Mordecai P Blaustein; Frans H H Leenen; Ling Chen; Vera A Golovina; John M Hamlyn; Thomas L Pallone; James W Van Huysse; Jin Zhang; W Gil Wier (Profiled Authors: W Gil Wier; Jin Zhang; Mordecai P Blaustein; Ling Chen; John M Hamlyn; Thomas L Pallone)

Dept. of Physiology, Univ. of Maryland School of Medicine, 655 W. Baltimore St., Baltimore, MD, 21201, USA. mblaustein@som.umaryland.edu
American journal of physiology. Heart and circulatory physiology 2012;302(5):H1031-49.

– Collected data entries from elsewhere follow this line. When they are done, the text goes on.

Issue #967, opened 2026-07-11
Fix style resolution correctness and deterministic variant ordering


leoafarias:
- Branch: `fix/style-resolution-correctness`
- Base: `origin/main`
- Package: `packages/mix`
- Priority: P0
- Change type: Correctness and hot-path cleanup

## Summary

Make inherited styles reactive, prevent unrelated widget-state changes from
re-resolving state-independent styles, remove dormant state-management work,
and make variant precedence deterministic without relying on an unstable sort.

This should preserve the current Style → StyleSpec → Widget architecture. It
is a focused correction to dependency ownership and ordering, not a pipeline
redesign.

## Why this matters

The current implementation has inverse dependency problems:

1. `Style.maybeOf` uses `getInheritedWidgetOfExactType`, so a `StyleBuilder`
   reads an inherited style without subscribing to `StyleProvider` changes. An
   otherwise stable child can keep stale resolved styling after its provider
   changes.
2. Every `StyleBuilder` calls `WidgetStateProvider.of(context)` with no aspect,
   even when its style has no widget-state variants. Hover, press, or other
   state changes can therefore re-resolve unrelated descendant styles.
3. Every `StyleBuilder` eagerly creates a `WidgetStatesController`, including
   styles that never install automatic interaction tracking.
4. `mergeActiveVariants` calls `List.sort` with only two priority values. Dart
   does not guarantee stable ordering for items that compare equal, even though
   Mix contract tests expect stored order to decide the winner within each
   priority bucket.
5. `WidgetState.scrolledUnder` is accepted by `ContextVariant.widgetState` and
   the controller extension, but `WidgetStateProvider.hasStateOf` always returns
   false for it.

## Evidence and source anchors

- `packages/mix/lib/src/core/style.dart`
  - `Style.maybeOf`
  - `Style.widgetStates`
  - `Style.mergeActiveVariants`
- `packages/mix/lib/src/core/style_builder.dart`
  - `_initController`
  - `_buildStyle`
  - `_StyleBuilderState.build`
- `packages/mix/lib/src/core/providers/style_provider.dart`
- `packages/mix/lib/src/core/providers/widget_state_provider.dart`
- `packages/mix/test/src/core/style_builder_test.dart`
- `packages/mix/test/src/core/style_get_all_variants_test.dart`
- `packages/mix/test/src/specs/pressable/widget_state_controller_test.dart`

A focused probe against the current checkout confirmed both runtime effects:
[...]

PR #1006, opened 2026-08-04
fix(mix): discover widget-state dependencies through nested variants

leoafarias:
## Summary

Fixes a silent activation bug in widget-state tracking, extracted from the Tailwind parity work (where `dark:hover:` combinations exposed it) but fully general.

## The bug

`Style.widgetStates` only scanned **top-level** `WidgetStateVariant`s. `StyleBuilder` uses that set to decide whether to attach a `MixInteractionDetector`, so a style whose only widget-state variants were:

- nested under another variant — `onDark(BoxStyler().onHovered(...))`, `onBreakpoint(...)`, or the reverse nesting, or
- negated — `onNot(ContextVariant.widgetState(.hovered), ...)`

reported **no** state dependencies, got no interaction detector, and those variants **never activated**. No error, no warning — the hover/press/focus style simply did nothing.

## The fix

- Collect dependencies recursively through nested **context-variant** branches, with identity-based cycle protection. Branches under un-applied named variants and `ContextVariantBuilder` placeholders are deliberately skipped: they cannot activate through `StyleBuilder` (which always resolves with empty `namedVariants`; `applyVariants` hoists applied branches to the top level), so walking them would mount an interaction detector for states that can never fire.
- Introduce `ContextVariant.widgetStateDependencies` (defaults to empty) so any context variant can declare the widget states it needs tracked: `WidgetStateVariant` reports its state, `NotVariant` delegates to its inner variant. This also gives future variants (e.g. a focus-visible variant, coming in the stacked follow-up PR) a first-class way to participate in tracking.
- Mount `MixInteractionDetector` only for states it can actually drive from pointer input (`hovered`/`pressed`, declared as `MixInteractionDetector.pointerDrivenStates`). States such as `disabled` and `focused` can only come from an external `WidgetStatesController` or an ancestor scope, so styles depending solely on those no longer gain an opaque hit-test target that swallowed pointer events aimed at widgets beneath them, and no longer hijack the state scope of descendants that do track hover. The ancestor-scope existence check now uses `getInheritedWidgetOfExactType` so it no longer subscribes `StyleBuilder` to every state change.

## Issue-tracker context

No existing issue reports this. #967 lists `Style.widgetStates` among its anchors but describes the opposite family of defects (over-subscription and stale inherited styles); this PR addresses the under-tracking side and leaves #967's concerns untouched.

## Test plan

- New widget tests: negated hover, hover nested under breakpoint, hover nested under dark mode, reversed nesting, nested pressed, and a cyclic-structure unit test.
- Detector-mounting tests: no-widget-state and `onEnabled`-only styles stay transparent to taps, nested hover mounts the detector, an ancestor with only non-pointer states no longer hijacks a descendant's hover scope, and the scope existence check does not subscribe to unrelated state changes.
- Regression tests for the inert named-variant shape: hover under an un-applied named variant reports no dependencies and stays transparent to taps; `applyVariants` hoisting is still discovered.
- Full `packages/mix` suite on this branch: **2,848 tests pass**, `dart analyze` and `dart format` clean.

Stacked follow-up: #1005's replacement feature PR (Pressable input/semantics rework + focus-visible) is based on this branch.

### DIFF
--- a/packages/mix/CHANGELOG.md
+++ b/packages/mix/CHANGELOG.md
@@ -11,10 +11,12 @@
 ### Fixes
 
 - **Nested widget-state discovery:** `Style.widgetStates` now discovers state
-  requirements recursively through nested and negated variants with
-  identity-based cycle protection, so variants like
+  requirements recursively through nested and negated context-variant branches
+  with identity-based cycle protection, so variants like
   `onDark(BoxStyler().onHovered(...))` and `onEnabled(...)` are tracked instead
-  of silently never activating.
+  of silently never activating. Branches under un-applied named variants are
+  deliberately not tracked because they cannot activate until `applyVariants`
+  hoists them to the top level.
 - **Interaction detector is mounted only when it can help:** `StyleBuilder` now
   installs its pointer-interaction detector only for the states that detector
   actually drives (`hovered`/`pressed`). States such as `disabled` and `focused`
--- a/packages/mix/CHANGELOG.md
+++ b/packages/mix/CHANGELOG.md
@@ -1,3 +1,11 @@
+## Unreleased
+
+### Fixes
+
+- **Nested widget-state discovery:** `StyleBuilder` now discovers state
+  requirements recursively through nested and negated variants with
+  identity-based cycle protection.
+
 ## 2.2.0-beta.1
 
 ### New features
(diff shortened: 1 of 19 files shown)


tilucasoli (approved):
LGTM!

Excess dietary salt is a major cause of hypertension. Nevertheless, the specific mechanisms by which salt increases arterial constriction and peripheral vascular resistance, and thereby raises blood pressure (BP), are poorly understood. Here we summarize recent evidence that defines specific molecular links between Na(+) and the elevated vascular resistance that directly produces high BP. In this new paradigm, high dietary salt raises cerebrospinal fluid [Na(+)]. This leads, via the Na(+)-sensing circumventricular organs of the brain, to increased sympathetic nerve activity (SNA), a major trigger of vasoconstriction. Plasma levels of endogenous ouabain (EO), the Na(+) pump ligand, also become elevated. Remarkably, high cerebrospinal fluid [Na(+)]-evoked, locally secreted (hypothalamic) EO participates in a pathway that mediates the sustained increase in SNA. This hypothalamic signaling chain includes aldosterone, epithelial Na(+) channels, EO, ouabain-sensitive α(2) Na(+) pumps, and angiotensin II (ANG II). The EO increases (e.g.) hypothalamic ANG-II type-1 receptor and NADPH oxidase and decreases neuronal nitric oxide synthase protein expression. The aldosterone-epithelial Na(+) channel-EO-α(2) Na(+) pump-ANG-II pathway modulates the activity of brain cardiovascular control centers that regulate the BP set point and induce sustained changes in SNA. In the periphery, the EO secreted by the adrenal cortex directly enhances vasoconstriction via an EO-α(2) Na(+) pump-Na(+)/Ca(2+) exchanger-Ca(2+) signaling pathway. Circulating EO also activates an EO-α(2) Na(+) pump-Src kinase signaling cascade. This increases the expression of the Na(+)/Ca(2+) exchanger-transient receptor potential cation channel Ca(2+) signaling pathway in arterial smooth muscle but decreases the expression of endothelial vasodilator mechanisms. Additionally, EO is a growth factor and may directly participate in the arterial structural remodeling and lumen narrowing that is frequently observed in established hypertension. These several central and peripheral mechanisms are coordinated, in part by EO, to effect and maintain the salt-induced elevation of BP.